# Sequential Bayesian updating of mean and variance of normal distribution

I am trying to write some code to learn the parameters of a normal distribution. I am new to this, and I have patched together the equations from various sources, which may be part of the problem. In particular, I seem to manage to update the prior with a batch of data, though I am having some difficulties interpreting the constant involved. However, I struggle to move from that to sequential updating, probably due to the same probelm with the constant.

Take a data vector $$x = (x_i, ... , x_n)$$, with $$x_i \sim \mathcal{N}(\mu,\lambda^{-1})$$, assuming exchangeable $$x_i$$, and where $$\lambda \triangleq \frac{1}{\sigma^2}$$ is the precision. I want to learn $$p(\mu,\lambda | x) = p(x | \mu , \lambda)p(\mu,\lambda)$$. Exploiting that $$p(\mu,\lambda) = p(\mu | \lambda) p(\lambda)$$, I can use the following normal-gamma prior: $$p(\mu,\lambda) = \mathcal{N}(\mu|\mu_0,(n_0\lambda)^{-1}) Gam(\lambda|\alpha_0,\beta_0),$$ where $$n_0$$ should be some sort of scaling constant.

I should then be able to use the following equations to learn the model parameters (see here): $$\alpha = \alpha_0 + \frac{n}{2}\\ \beta = \beta_0 + \frac{1}{2}\sum_{i=1}^{n}(x_i - \mu)^2 = \beta_0 + \frac{1}{2}\sum_{i=1}^{n}(x_i - \overline{x})^2 + \frac{1}{2}\frac{n n_0}{n + n_0}(\overline{x} - \mu_0)^2) \\ \lambda = \frac{\alpha}{\beta} \\ E[\mu|x,\lambda] =\frac{n\lambda}{n\lambda + n_0\lambda} \overline{x} + \frac{n_0\lambda}{n\lambda + n_0\lambda}\mu_0 = \mu_0 + \frac{n\lambda}{n\lambda + n_0\lambda} (\overline{x} - \mu_0),$$ where $$\overline{x} = \frac{1}{n}\sum_i x_i$$ is the sample mean. This seems to work on simulated data, but the results are very sensitive to my choice of $$n_0$$. The best results obtain for $$n_0 = \frac{\alpha_0}{\beta_0} var(x)$$. Hence my first question:

Q1: Is $$n_0 = \frac{\alpha_0}{\beta_0} var(x)$$ the correct way of fixing this constant'? Can it be referred to as a constant at all, since it is clearly dependent on the data at hand?

Next, I would like to move on to sequential sampling, i.e. updating my prior with one observation at a time. The equation for $$\alpha$$ obtains trivially by setting $$n=1$$. For $$\beta$$, the middle term should drop out, since $$x_i = \overline{x}$$ for a single observation. My trouble is, once more, with $$n_0$$. For a single observation, the sample variance is not defined. This suggests that my solution above may have been wrong, or at least not generally applicable.
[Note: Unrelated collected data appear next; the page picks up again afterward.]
PR #11954, opened 2021-01-27
Simplify icon example

### LINKED ISSUE #11953: Popup opens on the wrong marker
**Describe the bug**
Popup opens on the wrong marker.

recording

**To Reproduce**
1. Go to https://openlayers.org/en/latest/examples/icon.html
2. Move worldmap till you see the marker again
3. Click on the marker
4. Notice that the popup opens on the main marker

**Expected behavior**
Popup should open on the clicked marker

ahocevar:
Fixes #11953.

### DIFF
--- a/examples/icon.js
+++ b/examples/icon.js
@@ -56,7 +56,6 @@ const popup = new Overlay({
   element: element,
   positioning: 'bottom-center',
   stopEvent: false,
-  offset: [0, -50],
 });
 map.addOverlay(popup);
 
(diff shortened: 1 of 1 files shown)


mike-000:
The problem with simply using `evt.coordinate` is that the popup does not stay on the icon when you zoom in

image

ahocevar:
> The problem with simply using evt.coordinate is that the popup does not stay on the icon when you zoom in

Same with the existing example. This is because the Bootstrap Popover lives outside the div element that's automatically anchored to the coordinate by `ol/Overlay`.

mike-000:
Yes, there was a regression between version 6.3 and 6.4 which is fixed by going back to the previous version of bootstrap.

ahocevar:
> Yes, there was a regression between version 6.3 and 6.4 which is fixed by going back to the previous version of bootstrap.

It could also be fixed by creating the Bootstrap popover with a `container` property, like in the `overlay.html` example. But because the purpose of this example is to showcase working with icons, not popups, I added a commit that simply closes the popup when the map is moved.

MoonE (approved):
Thanks, @ahocevar.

I am also very confused of whether this constant' should now be given one fixed value, or whether it should rather be adapted observation by observation.

Q2: how can I update the different parameters observation by observation? In particular, I am unclear what to do with the parameter $$n_0$$ if I set $$n=1$$.
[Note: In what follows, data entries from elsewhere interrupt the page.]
PR #11965, opened 2021-01-30
Handle view rotation in d3 Integration example

### LINKED ISSUE #11964: d3 integration example no rotation for svg layer
Hi
In this example https://openlayers.org/en/latest/examples/d3.html 

when you rotate the map the svg layer doesnt rotate ...

I have a playground here https://observablehq.com/@jipexu/openlayers-d3js-map-svg-with-json where i try to make it work ..

any advice are welcome
Thank

mike-000:
Fixes #11964

Use d3 projection `.angle()` method to rotate rendered output with the view rotation.


MoonE (approved):
Thanks, @mike-000  and  @jipexu for your joint effort.

PR #11967, opened 2021-01-31
Simplify popup positioning in Icon Scale example

mike-000:
The Icon Scale example uses popups to indicate which feature has been detected when clicked.  These were based on the Icon Symbolizer example and suffer the same issues with wrapping and Bootstrap update which were fixed in #11954


ahocevar (approved):
Thanks, @mike-000

PR #11974, opened 2021-02-02
Fix polyfill inconsistencies

### LINKED ISSUE #11973: Typo in script tag at example
at
https://openlayers.org/en/latest/examples/vector-tiles-4326.html
it says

The $$n_0$$ parameter is a parameter of a prior distribution. It is not estimated but assumed a priori. It serves as a "pseudocount" of the number of observations seen a priori and translates to "how strongly we believe" in the prior (Murphy, 2007). Notice this part of the equation

$$\frac{n\lambda}{n\lambda + n_0\lambda} \overline{x} + \frac{n_0\lambda}{n\lambda + n_0\lambda}\mu_0$$

where we take the weighted average between the observed $$\overline{x}$$ and the prior $$\mu_0$$. The weights depend on the number of samples you observed $$n$$ and $$n_0$$ "imaginary" samples from the prior. The more "imaginary" samples, the more weight goes to the prior.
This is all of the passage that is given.